Singaporean swimmer (born 1996)

Quah Zheng Wen (柯正文 (Kē Zhèngwén); born 29 September 1996) is a Singaporean professional swimmer who specialises in individual medley, backstroke, butterfly and freestyle events.

==Education==
Quah was educated at Anglo-Chinese School (Independent) and had achieved 43 points out of a possible 45 for his IB Diploma.

After completing his IB Diploma Programme, Quah was accepted into the Yong Loo Lin School of Medicine at the National University of Singapore, but chose to defer his studies. He subsequently went on to enroll at the University of California, Berkeley in 2017, before graduating in 2021 with a degree in Molecular Cell Biology (Neurobiology Subcategory).

==Swimming career==
In June 2012, he set a national record in the 200 m individual medley. At the 2012 Summer Olympics he finished 33rd overall in the heats in the Men's 400 metre individual medley and failed to reach the final. Quah was Singapore's flag bearer for the 2013 Asian Youth Games. He won three individual gold medals and a silver medal at the 200 m backstroke, 200 m butterfly, 200 m individual medley and 200 m freestyle events respectively. He won the team silver and bronze medals at the 4 × 100 m freestyle relay and 4 × 100 m medley relay events.

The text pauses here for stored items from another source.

PR #3171, opened 2026-09-08
fix(github): report command failures in outcome reactions

### LINKED ISSUE #3170: [Bug]: GitHub outcome reactions report success after swallowed tool failures
### Summary

When GitHub outcome reactions are enabled, a failed PR-Agent command can receive the configured success reaction.

The GitHub App comment handler uses the boolean returned by `PRAgent.handle_request()` to choose between `reaction_on_success` and `reaction_on_failure`. Several tools intentionally catch internal exceptions and, when `config.propagate_tool_errors = false` (the shipped default), publish or record the failure and return normally.

As a result, the handler interprets the command as successful even though the underlying tool failed.

### Reproduction

Configure:

```toml
[config]
reaction_on_start = "eyes"
reaction_on_success = "hooray"
reaction_on_failure = "confused"
propagate_tool_errors = false
```

Add a GitHub PR comment:

```text
/review
```

Cause the review provider or model operation to fail.

Observed behavior:

- the tool enters its failure handling path;
- `PRAgent.handle_request()` returns `True`;
- the GitHub handler removes the start reaction;
- the comment receives `hooray`.

Expected behavior:

- the command is classified as failed;
- the comment receives `confused`;
- the original compatibility behavior remains unchanged for callers that do not request an explicit failure result.

A provider-free regression against `origin/main` is stable red:

```text
1 failed, 34 deselected
```

The fake tool reproduces the existing swallow/propagate contract and observes `propagate_tool_errors = False` in the current GitHub comment path.

### Root cause

`PRReviewer.run()` catches tool errors and only re-raises when `config.propagate_tool_errors` is true. The GitHub handler does not request that caller-visible failure signal before interpreting the return value.

### Suggested fix

Add a request-scoped error-propagation override to `PRAgent.handle_request()`. The GitHub comment path should enable it when it consumes the result for outcome reactions. The override must be restored in `finally` and must not change the default behavior of other callers.

### Tests

Add an integration-style unit regression covering:

- a tool that swallows failures by default;
- `reaction_on_success` and `reaction_on_failure`;
- failure reaction selection;
- restoration of the original propagation setting.

No live provider or model request is required.

junnhwan:
## Summary

Fix GitHub outcome reactions reporting success after a PR-Agent tool failed.

## Root cause

The GitHub comment handler uses the boolean returned by `PRAgent.handle_request()` to select the configured outcome reaction.

Review, description, and code-suggestion tools can catch internal provider/model errors and return normally when `config.propagate_tool_errors = false`, which is the shipped compatibility default. The handler therefore receives `True` and adds `reaction_on_success` even though the command failed.

The existing reaction tests only used fake agents that directly returned `True` or `False`; they did not cover the real Agent/tool error contract.

## Changes

- Add an optional request-scoped `propagate_tool_errors` override to `PRAgent.handle_request()`.
- Pass the override through the Agent routing path and apply it after repository and command settings are processed.
- Restore the previous setting in `finally`.
- Enable the override for GitHub comment commands whose result is consumed by `react_to_outcome()`.
- Add a regression using a provider-free tool that reproduces the existing swallow/propagate behavior.

The shipped default behavior for callers that do not pass the override is unchanged.

## Validation

- Baseline regression: `1 failed, 34 deselected`
- Fixed regression: `1 passed, 34 deselected`
- Reaction tests: `35 passed`
- Full unittest suite: `4338 passed, 1 skipped, 1 xfailed`
- Ruff: passed
- compileall: passed
- pre-commit: passed
- Package sdist/wheel build: passed
- Docker `--target test` build: passed
- `git diff --check`: passed

These are local Docker-based results. No live provider, external CI, deployment, or production result is claimed.

Fixes #3170

### DIFF
--- a/pr_agent/agent/pr_agent.py
+++ b/pr_agent/agent/pr_agent.py
@@ -180,7 +180,9 @@ class PRAgent:
     def __init__(self, ai_handler: partial[BaseAiHandler,] = LiteLLMAIHandler):
         self.ai_handler = ai_handler  # will be initialized in run_action
 
-    async def _handle_request(self, pr_url, request, notify=None) -> bool:
+    async def _handle_request(
+        self, pr_url, request, notify=None, propagate_tool_errors: bool | None = None
+    ) -> bool:
         # Exceptions raised inside are caught below, but a BaseException (e.g. the
         # CancelledError a webhook timeout raises) still escapes the span, and the SDK
         # would auto-record its message and stacktrace — request content, so opt-in.
@@ -193,7 +195,11 @@ class PRAgent:
             if get_settings().get("OTEL.INCLUDE_PR_URL", False):
                 span.set_attribute("pr_agent.pr_url", pr_url)
             try:
-                return await self._run_command(pr_url, request, notify, span)
+                if propagate_tool_errors is None:
+                    return await self._run_command(pr_url, request, notify, span)
+                return await self._run_command(
+                    pr_url, request, notify, span, propagate_tool_errors=propagate_tool_errors
+                )
             except Exception as e:
                 get_logger().exception("Failed to process the command.")
                 # Status carries no description: it is free text, and the exception
@@ -205,7 +211,9 @@ class PRAgent:
                     span.record_exception(e)
                 return False
 
-    async def _run_command(self, pr_url, request, notify, span) -> bool:
+    async def _run_command(
+        self, pr_url, request, notify, span, propagate_tool_errors: bool | None = None
+    ) -> bool:
         # First, apply repo specific settings if exists
         apply_repo_settings(pr_url)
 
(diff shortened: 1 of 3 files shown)


pr_agent/agent/pr_agent.py
```diff
@@ -276,26 +284,47 @@ async def _run_command(self, pr_url, request, notify, span) -> bool:
...
-
-    async def handle_request(self, pr_url, request, notify=None) -> bool:
+        settings = get_settings()
+        missing = object()
+        previous_propagation = missing
+        if propagate_tool_errors is not None:
+            # Apply this after repository and command settings so callers that require an honest
+            # result cannot be overridden by either source. Restore it below for request isolation.
+            previous_propagation = settings.get("CONFIG.PROPAGATE_TOOL_ERRORS", missing)
+            settings.set("CONFIG.PROPAGATE_TOOL_ERRORS", propagate_tool_errors)
```
IsmaelMartinez, line 294:
```suggestion
        settings = get_settings()
        if propagate_tool_errors is not None:
            # Apply this after repository and command settings so callers that require an honest
            # result cannot be overridden by either source. Restore it below for request isolation.
            previous_propagation = settings.get("CONFIG.PROPAGATE_TOOL_ERRORS", False)
            settings.set("CONFIG.PROPAGATE_TOOL_ERRORS", propagate_tool_errors)
```
CodeQL flags the double assignment, and the reason matters more than the lint: the sentinel arm cannot fire, because `configuration.toml:88` always defines the key, so `get` never returns the sentinel. I checked. Goes together with the `finally` below.

pr_agent/agent/pr_agent.py
```diff
@@ -276,26 +284,47 @@ async def _run_command(self, pr_url, request, notify, span) -> bool:
...
+                    await command2class[action](pr_url, ai_handler=self.ai_handler, args=args).run()
+
+                span.set_status(StatusCode.OK)
+                return True
+        finally:
+            if propagate_tool_errors is not None:
+                if previous_propagation is missing:
+                    settings.unset("CONFIG.PROPAGATE_TOOL_ERRORS", force=True)
+                else:
+                    settings.set("CONFIG.PROPAGATE_TOOL_ERRORS", previous_propagation)
```
IsmaelMartinez, line 317:
```suggestion
        finally:
            if propagate_tool_errors is not None:
                settings.set("CONFIG.PROPAGATE_TOOL_ERRORS", previous_propagation)
```
And if that arm ever did fire, `unset` on a dotted key is a no-op in Dynaconf: after set then unset the value reads back as the forced one, so it would leak rather than clear. `mosaico/dispatch.py:315-323` already does this plain set and restore for the same flag. Both applied together, the suite is unchanged at 4338 and ruff is clean.

IsmaelMartinez (commented):
Thanks, this is right where it counts. With the outcome reactions configured and a tool swallowing its failure, main leaves the hooray reaction and your branch leaves the confused one, which I drove through the real handler. Two cleanups inline, both inside your own hunk, and together they close the live CodeQL finding at :289.

junnhwan:
Thanks for the detailed review. I applied both suggestions in follow-up commit 62bbfd59: the configured propagation value is captured once before the override and restored with settings.set() in finally. This also removes the duplicate assignment flagged by CodeQL. Validation: tests/unittest/test_comment_reactions.py and tests/unittest/test_mosaico_router.py — 117 passed, 1 warning; Ruff, changed-file pre-commit hooks, and git diff --check passed.

IsmaelMartinez (approved):
Thanks for applying both suggestions and for turning the two Qodo findings round the same morning, each with a test. Approving.

The CodeQL finding at :289 is gone, all four new tests go red against main, and the full suite is green on the merged tree.

Extending the re-raise to /add_docs and /generate_labels is right: they are comment commands whose result feeds the same reaction.

PR #3172, opened 2026-09-08
chore(deps): bump pytest to 9.1.1 and clear the parametrize deprecation

even-even:
Hello

In PR:
1) up pytest libs
2) fix PytestRemovedIn10Warning warnings
`  /Users/vyuroshchin/github_my/pr-agent/.venv/lib/python3.12/site-packages/_pytest/python.py:124: PytestRemovedIn10Warning: Passing a non-Collection iterable to parametrize is deprecated.
  Test: tests/unittest/test_git_provider_line_link_contract.py::test_file_only_contract_ignores_all_line_arguments, argvalues type: generator
  Please convert to a list or tuple.
  See https://docs.pytest.org/en/stable/deprecations.html#parametrize-iterators
    metafunc.parametrize(*marker.args, **marker.kwargs, _param_mark=marker)

.venv/lib/python3.12/site-packages/_pytest/python.py:124
  /Users/vyuroshchin/github_my/pr-agent/.venv/lib/python3.12/site-packages/_pytest/python.py:124: PytestRemovedIn10Warning: Passing a non-Collection iterable to parametrize is deprecated.
  Test: tests/unittest/test_git_provider_line_link_contract.py::test_single_line_contract_ignores_end_argument, argvalues type: generator
  Please convert to a list or tuple.
  See https://docs.pytest.org/en/stable/deprecations.html#parametrize-iterators
    metafunc.parametrize(*marker.args, **marker.kwargs, _param_mark=marker)`

### DIFF
--- a/pyproject.toml
+++ b/pyproject.toml
@@ -124,9 +124,9 @@ similar-issue = [
   "qdrant-client==1.15.1",
 ]
 dev = [
-  "pytest==9.0.3",
-  "pytest-asyncio>=1.3.0",
-  "pytest-cov==7.0.0",
+  "pytest==9.1.1",
+  "pytest-asyncio>=1.4.0",
+  "pytest-cov==7.1.0",
   "httpx==0.28.1",
   "pre-commit>=4,<5",
   "ruff==0.16.5",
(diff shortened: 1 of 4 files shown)


IsmaelMartinez (approved):
Thanks, and thanks for pairing the bump with the fix rather than leaving the warnings behind.

Verified on a merge with today's main: unchanged at 4361 passed under 9.1.1, and the lock moves exactly two packages with no transitive drift. Worth recording why both halves belong in one pull request, since the diff does not show it: on the pinned 9.0.3 those generators emit nothing at all, so the deprecation only surfaces once the bump lands, and the `list(...)` wrapping clears it. Those two were also the only non-collection argvalues anywhere in `tests/`, so nothing is left over.

The stray blank line in `test_apply_repo_settings.py` is `end-of-file-fixer` output, so I have left it. I have retitled for the squash subject, since only the title survives the merge here.

PR #3203, opened 2026-09-08
chore: remove dead bandit configuration

asarakhatun17-lgtm:
Removes the dead [tool.bandit] configuration and its commented-out pre-commit hook as requested in the issue.

### DIFF
--- a/.pre-commit-config.yaml
+++ b/.pre-commit-config.yaml
@@ -41,11 +41,3 @@ repos:
         language: system
         types_or: [python, pyi]
         args: [--fix, --show-fixes]
-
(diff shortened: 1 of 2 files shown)


IsmaelMartinez (approved):
Thanks, and that was a quick turnaround. You also took the right half of the choice: nothing installs bandit, it is not even in `uv.lock`, so that config could never have run and deleting it is the honest fix rather than wiring up a scan nobody asked for.

I checked the whole tree rather than just your two files. Those three references were the only ones, the suite is unchanged at 4362, `pyproject.toml` still parses with `[tool.pytest.ini_options]` and the ruff per-file ignores intact, and pre-commit passes on both files.

Issue #3192, opened 2026-09-08
Add dependency automation: no Renovate or Dependabot config, 29 of 41 direct deps behind


IsmaelMartinez:
There is no dependency automation configured, so nothing routinely proposes version bumps.

Verified on `main` (6275ac09): no `.github/dependabot.yml`, no `renovate.json`, no equivalent.

### What is already working

Dependabot *security alerts* are enabled and are being acted on: 108 alerts have been raised over the life of the repository and all 108 are in the `fixed` state, with zero open. The security floor is being held, so this issue is about routine currency rather than unpatched vulnerabilities.

### What is drifting

29 of the 41 declared direct dependencies are behind the latest release, 13 of them by at least one major version:

| Package | Locked | Latest |
|---|---|---|
| anthropic | 0.116.0 | 1.4.0 |
| openai | 2.44.0 | 3.8.0 |
| atlassian-python-api | 3.41.4 | 5.0.4 |
| google-cloud-aiplatform | 1.154.0 | 2.1.0 |
| google-cloud-storage | 2.10.0 | 3.13.1 |
| PyGithub | 1.59.1 | 2.10.0 |
| langfuse | 3.14.5 | 4.15.1 |
| protobuf | 6.33.6 | 7.36.1 |
| gunicorn | 23.0.0 | 26.2.0 |
| tenacity | 8.2.3 | 9.1.4 |
| unidiff | 0.7.5 | 1.0.0 |
| ujson | 5.13.0 | 6.0.0 |
| starlette-context | 0.3.6 | 0.5.1 |

Across the full resolved environment, 76 packages are behind. The two most important SDKs in the project, `anthropic` and `openai`, are each a major version behind.

### Choosing a tool

Both options support uv. Dependabot version updates for uv reached general availability in March 2025 and security updates for uv followed in December 2025, so this is not the discriminator it would have been a year ago.

The arguments that do apply to this repository:

- **pyproject.toml is policy here, not just a manifest.** The dependency block carries deliberate pins with explanatory comments, for example the per-Python `google-cloud-storage` split and the security-range policy note. Dependabot's uv support has a known behaviour of updating `uv.lock` without updating `pyproject.toml` (dependabot/dependabot-core#12788), which would let the declared pins drift away from the lock. Renovate's `pep621` manager delegates to the uv CLI and updates both.
[...]

Issue #2523, opened 2026-07-14
Relax exact `==` pins on transitive deps so consumers can pull security patches (GitPython, aiohttp, PyJWT, dynaconf, ujson, starlette/fastapi)


antoniotechio:
### System Info (optional)

- pr-agent version: 0.39.0 (latest release)
- Install method: pip, via requirements.txt (`pr-agent==0.39.0`)
- Python: 3.12
- OS / arch: Linux container (Chainguard python:3.12 base), x86_64
- Usage: invoked as a subprocess CLI from a wrapper service (containerized)

### Summary
`requirements.txt` pins many runtime dependencies with exact `==`. Because
pr-agent is commonly consumed as a runtime dependency, these hard pins prevent
downstream consumers from pulling security patches for transitive packages
without waiting for a new pr-agent release. Relaxing the pins (or bumping them)
would let consumers remediate CVEs on their own cadence.

### Impact (real downstream case)
We run pr-agent (`==0.39.0`, the latest) as a subprocess inside a container.
Our image security scan (Snyk) reports **1 Critical, 20 High, 18 Medium, 2 Low**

At the 2015 Southeast Asian Games held in Singapore, Quah took part in 12 events, winning seven golds, four silvers and a bronze. He broke six Games records – three individual and three relays. In the men's 4 × 100 m medley relay which consisted of Quah, Joseph Schooling, Clement Lim and Lionel Khoo, the team finished the race in 3:38.25, erasing the old record of 3:41.35 set in 2011.

At the 2016 Rio Olympics, Quah achieved a personal best time in 200 meters butterfly in the heats. He was the first male Singaporean to qualify for a semifinal berth at an Olympics swim competition. He is one of two Singaporean male swimmers to have qualified for two semi-final berths at the Olympics.

Due to his potential at winning Olympic medals for Singapore, Quah was granted National Service (NS) deferment until the 2020 Olympic Games. Due to the COVID-19 pandemic, the 2020 Olympic Games was delayed to 2021 and his NS deferment was extended to 2021.

In the 2020 Olympic Games, Quah competed in the 100m butterfly, the 200m butterfly and the 100m backstroke. He failed to clock personal best times and did not make it to the semi-finals for the three events.

Quah returned to Singapore after a 5-year programme at the University of California, Berkeley, and is currently serving his National Service. However, Quah noted that he was "at a crossroads of some big life decisions" and desires to continue swimming.

==Personal life==
Quah has an elder sister, Quah Ting Wen, and a younger sister, Quah Jing Wen, who both are national swimmers of Singapore as well.